- _Data shown_

────────────────────────────────────────

PR #212, opened 2026-08-24
fix(slack): pin and verify deployment identity

PranavBakre:
## Summary
- add Slack deployment identity resolution via `auth.test`, `users.info`, and paginated joined-channel enumeration
- compare live identity against explicit `SLACK_EXPECTED_*` pins or a mode-0600 persisted identity file
- fail closed before event-handler registration when identity/channel validation fails
- add `slack:identity:setup` and `slack:identity:doctor` commands
- document configuration, setup, doctor, and boot behavior

## Verification
- `bun run typecheck`
- `bun test src/slack/deployment-identity.test.ts src/config.test.ts`
- `bun run build`

Closes audit finding F18 from `docs/audits/2026-08-23-memory-lessons-compliance.md`.

### DIFF
--- a/docs/README.md
+++ b/docs/README.md
@@ -60,6 +60,7 @@ surfaces have dedicated indexes:
 - [Pipelines](code_index/pipelines.md)
 - [Pre-recall](code_index/pre-recall.md)
 - [Project setup and boot](code_index/project-setup.md)
+- [Slack deployment identity](code_index/slack-deployment-identity.md)
 - [Runner providers](code_index/runner-providers.md)
 - [Support router](code_index/support-router.md)
 - [Task routes](code_index/task-routes.md)
--- a/docs/code_index/project-setup.md
+++ b/docs/code_index/project-setup.md
@@ -11,6 +11,8 @@ Entry point, configuration, logging, persona loading, and boot sequence. The pro
 | `loadConfig()` | `config.ts` | Reads env vars, validates, returns typed `Config` |
 | `log.info / log.warn / log.error` | `logger.ts` | Structured log to stdout + daily file `logs/YYYY-MM-DD.log` |
 | `loadPersona()` | `persona.ts` | Reads `identity/junior/IDENTITY.md` + `SOUL.md` from the submodule; cached |
+| `fetchSlackDeploymentIdentity()` | `slack/deployment-identity.ts` | Calls `auth.test`, `users.info`, and paginated `conversations.list` to resolve the token's deployment identity and joined channels |
+| `compareSlackDeploymentIdentity()` | `slack/deployment-identity.ts` | Fails closed on configured/persisted user, bot, team, visible-name, or channel-membership mismatch |
 
 ### Types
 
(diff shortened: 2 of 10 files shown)


PranavBakre:
## BLOCK — setup does not enforce mode-0600 on an existing identity pin\n\npersistExpectedSlackDeploymentIdentity passes mode: 0o600 to writeFileSync, but Node only applies that mode when creating a file. If SLACK_DEPLOYMENT_IDENTITY_PATH already exists with 0644/0666 permissions,  rewrites its contents and leaves the insecure mode unchanged; loadExpectedSlackDeploymentIdentity also accepts such files without checking or repairing permissions. The docs/code index call this a mode-0600 persisted pin, and the pin is the startup fail-closed trust anchor, so an unintended writer could replace the expected identity and make a wrong Slack token pass validation.\n\nPlease chmod the path to 0600 during setup (and preferably fail closed or repair/reject insecure modes on load), with a regression test that pre-creates the pin as 0644 before setup/persist. The current new-file mode test passes but does not cover the existing-file case.\n\nOther F18 checks passed: auth.test/users.info, joined-channel pagination, config-vs-persisted precedence, startup validation before event-handler registration, persona ID separation, CLI syntax, focused tests (29 pass), typecheck, and build.

PranavBakre:
## BLOCK — setup does not enforce mode-0600 on an existing identity pin\n\npersistExpectedSlackDeploymentIdentity passes mode 0o600 to writeFileSync, but Node only applies that mode when creating a file. If SLACK_DEPLOYMENT_IDENTITY_PATH already exists with 0644/0666 permissions, the identity setup command rewrites its contents and leaves the insecure mode unchanged; loadExpectedSlackDeploymentIdentity also accepts such files without checking or repairing permissions. The docs/code index call this a mode-0600 persisted pin, and the pin is the startup fail-closed trust anchor, so an unintended writer could replace the expected identity and make a wrong Slack token pass validation.\n\nPlease chmod the path to 0600 during setup (and preferably fail closed or repair/reject insecure modes on load), with a regression test that pre-creates the pin as 0644 before setup/persist. The current new-file mode test passes but does not cover the existing-file case.\n\nOther F18 checks passed: auth.test/users.info, joined-channel pagination, config-vs-persisted precedence, startup validation before event-handler registration, persona ID separation, CLI syntax, focused tests (29 pass), typecheck, and build.

PranavBakre:
## CLEAN — secure identity pin hardening verified\n\nRe-reviewed 2249c04. loadExpectedSlackDeploymentIdentity now uses lstat and rejects symlinks, non-regular files, and any mode other than 0600. Setup persistence writes a mode-0600 temporary file and atomically renames it over the target, repairing existing insecure regular pins; replacing a symlink target is also safe because rename replaces the directory entry rather than following it. Documentation records the contract.\n\nFocused verification passed: bun run typecheck, 31 identity/config tests, and bun run build. The existing 0644/0666 mode rejection tests pass, along with auth/users/channel pagination, precedence, and identity persistence coverage. No F18 blocker found.

PR #213, opened 2026-08-24
test(memory): add production-boundary replay

PranavBakre:
Adds disposable SQLite replay through upsertClaim and production pre-recall candidates/selection floors.


PranavBakre:
BLOCKED on F21 review. The harness does exercise real `SqliteMemoryStore.upsertClaim` writes and production `recallCandidates` → `selectSynthesisCandidates` → `selectFallbackCandidates`, on a disposable temp DB with cleanup. Focused checks pass: replay test 1/1 and typecheck.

────────────────────────────────────────

- _Problem details_
Write out the records above exactly as given.

- _Response box_
PR #212, opened 2026-08-24
fix(slack): pin and verify deployment identity

PranavBakre:
## Summary
- add Slack deployment identity resolution via `auth.test`, `users.info`, and paginated joined-channel enumeration
- compare live identity against explicit `SLACK_EXPECTED_*` pins or a mode-0600 persisted identity file
- fail closed before event-handler registration when identity/channel validation fails
- add `slack:identity:setup` and `slack:identity:doctor` commands
- document configuration, setup, doctor, and boot behavior

## Verification
- `bun run typecheck`
- `bun test src/slack/deployment-identity.test.ts src/config.test.ts`
- `bun run build`

Closes audit finding F18 from `docs/audits/2026-08-23-memory-lessons-compliance.md`.

### DIFF
--- a/docs/README.md
+++ b/docs/README.md
@@ -60,6 +60,7 @@ surfaces have dedicated indexes:
 - [Pipelines](code_index/pipelines.md)
 - [Pre-recall](code_index/pre-recall.md)
 - [Project setup and boot](code_index/project-setup.md)
+- [Slack deployment identity](code_index/slack-deployment-identity.md)
 - [Runner providers](code_index/runner-providers.md)
 - [Support router](code_index/support-router.md)
 - [Task routes](code_index/task-routes.md)
--- a/docs/code_index/project-setup.md
+++ b/docs/code_index/project-setup.md
@@ -11,6 +11,8 @@ Entry point, configuration, logging, persona loading, and boot sequence. The pro
 | `loadConfig()` | `config.ts` | Reads env vars, validates, returns typed `Config` |
 | `log.info / log.warn / log.error` | `logger.ts` | Structured log to stdout + daily file `logs/YYYY-MM-DD.log` |
 | `loadPersona()` | `persona.ts` | Reads `identity/junior/IDENTITY.md` + `SOUL.md` from the submodule; cached |
+| `fetchSlackDeploymentIdentity()` | `slack/deployment-identity.ts` | Calls `auth.test`, `users.info`, and paginated `conversations.list` to resolve the token's deployment identity and joined channels |
+| `compareSlackDeploymentIdentity()` | `slack/deployment-identity.ts` | Fails closed on configured/persisted user, bot, team, visible-name, or channel-membership mismatch |
 
 ### Types
 
(diff shortened: 2 of 10 files shown)


PranavBakre:
## BLOCK — setup does not enforce mode-0600 on an existing identity pin\n\npersistExpectedSlackDeploymentIdentity passes mode: 0o600 to writeFileSync, but Node only applies that mode when creating a file. If SLACK_DEPLOYMENT_IDENTITY_PATH already exists with 0644/0666 permissions,  rewrites its contents and leaves the insecure mode unchanged; loadExpectedSlackDeploymentIdentity also accepts such files without checking or repairing permissions. The docs/code index call this a mode-0600 persisted pin, and the pin is the startup fail-closed trust anchor, so an unintended writer could replace the expected identity and make a wrong Slack token pass validation.\n\nPlease chmod the path to 0600 during setup (and preferably fail closed or repair/reject insecure modes on load), with a regression test that pre-creates the pin as 0644 before setup/persist. The current new-file mode test passes but does not cover the existing-file case.\n\nOther F18 checks passed: auth.test/users.info, joined-channel pagination, config-vs-persisted precedence, startup validation before event-handler registration, persona ID separation, CLI syntax, focused tests (29 pass), typecheck, and build.

PranavBakre:
## BLOCK — setup does not enforce mode-0600 on an existing identity pin\n\npersistExpectedSlackDeploymentIdentity passes mode 0o600 to writeFileSync, but Node only applies that mode when creating a file. If SLACK_DEPLOYMENT_IDENTITY_PATH already exists with 0644/0666 permissions, the identity setup command rewrites its contents and leaves the insecure mode unchanged; loadExpectedSlackDeploymentIdentity also accepts such files without checking or repairing permissions. The docs/code index call this a mode-0600 persisted pin, and the pin is the startup fail-closed trust anchor, so an unintended writer could replace the expected identity and make a wrong Slack token pass validation.\n\nPlease chmod the path to 0600 during setup (and preferably fail closed or repair/reject insecure modes on load), with a regression test that pre-creates the pin as 0644 before setup/persist. The current new-file mode test passes but does not cover the existing-file case.\n\nOther F18 checks passed: auth.test/users.info, joined-channel pagination, config-vs-persisted precedence, startup validation before event-handler registration, persona ID separation, CLI syntax, focused tests (29 pass), typecheck, and build.

PranavBakre:
## CLEAN — secure identity pin hardening verified\n\nRe-reviewed 2249c04. loadExpectedSlackDeploymentIdentity now uses lstat and rejects symlinks, non-regular files, and any mode other than 0600. Setup persistence writes a mode-0600 temporary file and atomically renames it over the target, repairing existing insecure regular pins; replacing a symlink target is also safe because rename replaces the directory entry rather than following it. Documentation records the contract.\n\nFocused verification passed: bun run typecheck, 31 identity/config tests, and bun run build. The existing 0644/0666 mode rejection tests pass, along with auth/users/channel pagination, precedence, and identity persistence coverage. No F18 blocker found.

PR #213, opened 2026-08-24
test(memory): add production-boundary replay

PranavBakre:
Adds disposable SQLite replay through upsertClaim and production pre-recall candidates/selection floors.


PranavBakre:
BLOCKED on F21 review. The harness does exercise real `SqliteMemoryStore.upsertClaim` writes and production `recallCandidates` → `selectSynthesisCandidates` → `selectFallbackCandidates`, on a disposable temp DB with cleanup. Focused checks pass: replay test 1/1 and typecheck.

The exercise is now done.